Некоторые журналисты подробно излагали, как велось следствие по делу Макарова и других писателей, якобы входивших в «террористическую группу». Возможно, все они пишут правильно. Не вижу необходимости их повторять.

Мне только представляется, что Иван Макаров в силу своего характера на следствии был откровенен, что не шло ему на пользу. Вдобавок дамокловым мечом висело над ним и близкое знакомство с видным партийным деятелем Бухариным, которого готовились убрать с политической арены.
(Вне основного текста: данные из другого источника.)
PR #10062, opened 2021-11-05
feat(bidi): add Text to `BreadcrumbItem`, `DataTable`, `Dropdown`, `FormLabel`, `Link`, and `MultiSelect`

### LINKED ISSUE #9879: Update `BreadcrumbItem`, `DataTable`, `Dropdown`, `FormLabel`, `Link`, and `MultiSelect` to use `Text`
Refs https://github.com/carbon-design-system/carbon/issues/7264#issuecomment-839870634

This issue is for updating another batch of components (or just their documentation) to use the new `<Text>`, `<TextDirection>`, and `<LayoutDirection>` as was done to Accordion, Button, Checkbox, Combobox and Contentswitcher in #9493.

- [x] Breadcrumb
- [x] DataTable
- [x] Dropdown
- [x] FormLabel
- [x] Link
- [x] MultiSelect

tay1orjones:
Closes #9879

#### Changelog

**Changed**

- fix(tablebatchactions): use `Text` internally where appropriate to support bidi text
- docs(text): add storybook .mdx docs, clarify internal `Text` usage

#### Testing / Reviewing

- View stories for the associated components, there should be no regressions to style or functionality of the components


packages/react/src/components/DataTable/TableBatchActions.js
```diff
@@ -58,13 +59,13 @@ const TableBatchActions = ({
       className={batchActionsClasses}
       {...rest}>
       <div className={batchSummaryClasses}>
-        <p className={`${prefix}--batch-summary__para`}>
+        <Text as="p" className={`${prefix}--batch-summary__para`}>
```
joshblack: Should this be on the inner `<span>` instead of the outer `<p>`?

packages/react/src/components/DataTable/TableHeader.js
```diff
@@ -115,7 +116,9 @@ const TableHeader = React.forwardRef(function TableHeader(
         onClick={onClick}
         {...rest}>
         <span className={`${prefix}--table-sort__flex`}>
-          <div className={`${prefix}--table-header-label`}>{children}</div>
+          <Text as="div" className={`${prefix}--table-header-label`}>
```
joshblack: In the case of `children` being `PropTypes.node` should we worry about `Text` since the caller can localize their text?

In other words, when they give us a `string` we have to handle it correctly but if it's a `PropTypes.node` type then they should be able to handle it.

packages/react/src/components/Dropdown/Dropdown.js
```diff
@@ -142,9 +145,9 @@ const Dropdown = React.forwardRef(function Dropdown(
   return (
     <div className={wrapperClasses} {...other}>
       {titleText && (
-        <label className={titleClasses} {...getLabelProps()}>
+        <Text as="label" className={titleClasses} {...getLabelProps()}>
```
joshblack: Same question here since it can be `PropTypes.node`

packages/react/src/components/FormLabel/FormLabel.js
```diff
@@ -24,9 +25,9 @@ const FormLabel = ({ className, children, id, ...other }) => {
   );
 
   return (
-    <label htmlFor={id} className={classNames} {...other}>
+    <Text as="label" htmlFor={id} className={classNames} {...other}>
```
joshblack: Same question here since it can be `PropTypes.node`

joshblack (changes requested):
Looking great! Just had a question on `PropTypes.node` usage with `<Text>` and what you were thinking about that 👀

packages/react/src/components/DataTable/TableBatchActions.js
tay1orjones: I initially thought it would be best to place it on the element with the classname but having it on the innermost node is probably preferable. I'll change it

packages/react/src/components/DataTable/TableHeader.js
tay1orjones: Ah, yes thanks for catching this. I thought children was a string here. I searched DataTable subcomponents for common text node elements like `span`, `p`, and `div` and forgot the check the proptypes on this one. I'll remove it

packages/react/src/components/Dropdown/Dropdown.js
tay1orjones: Yep, will remove

packages/react/src/components/FormLabel/FormLabel.js
tay1orjones: Yep, will remove

dakahn (approved):
Loooks great to me 🏄🏾

packages/react/src/components/Dropdown/Dropdown.js
```diff
@@ -128,7 +129,9 @@ const Dropdown = React.forwardRef(function Dropdown(
   const ItemToElement = itemToElement;
   const toggleButtonProps = getToggleButtonProps();
   const helper = helperText ? (
-    <div className={helperClasses}>{helperText}</div>
+    <Text as="div" className={helperClasses}>
+      {helperText}
+    </Text>
```
joshblack: If I remember correctly, `helperText` could be a `PropTypes.node`, right?

packages/react/src/components/MultiSelect/MultiSelect.js
```diff
@@ -224,15 +225,15 @@ const MultiSelect = React.forwardRef(function MultiSelect(
 
   return (
     <div className={wrapperClasses}>
-      <label className={titleClasses} {...getLabelProps()}>
+      <Text as="label" className={titleClasses} {...getLabelProps()}>
         {titleText && titleText}
```
joshblack: It may be that we want the outer `<label>` and then wrap `titleText` in the `Text` component, if `titleText` is not `PropTypes.node`

joshblack (changes requested):

packages/react/src/components/Dropdown/Dropdown.js
tay1orjones: @joshblack Yeah, good point. It can also be a string. Do you think we should conditionally use a `Text` based on if it's a string or not?

tay1orjones:
@joshblack I've pivoted here to ensure that we do not wrap props of type `node` with `Text`. I've also added docs to clearly state that carbon component internals will only be using `Text` to surround props of type `string`. When props are of type `node` it's the consumers responsibility to compose `Text` appropriately within the value of the prop.

joshblack (approved):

Находясь на Лубянке, он испытывал смертную тоску по родным и близким, по родному селу Салтыки. Он хорошо знал, что «кто-то тоскует в порывах ночного ветра, кто-то плачет едва уловимо».

После его реабилитации вышли некоторые книги писателя. Совсем недавно появилась Мемориальная доска в Рязани на том здании, в котором он когда-то жил и работал. Проходя по ул. Ленина, ее можно легко найти, тем более, что она находится недалеко от местного отделения Союза писателей России.

…Когда я слышу дробный отчетливый топот копыт, мне вспоминается, что когда-то скакал на своем скакуне – Пегасе молодой поэт Павел Васильев. А когда слышу птицу, голос которой напоминает звуки жалейки, я вижу живого Ивана Макарова, идущего к нам из вечности.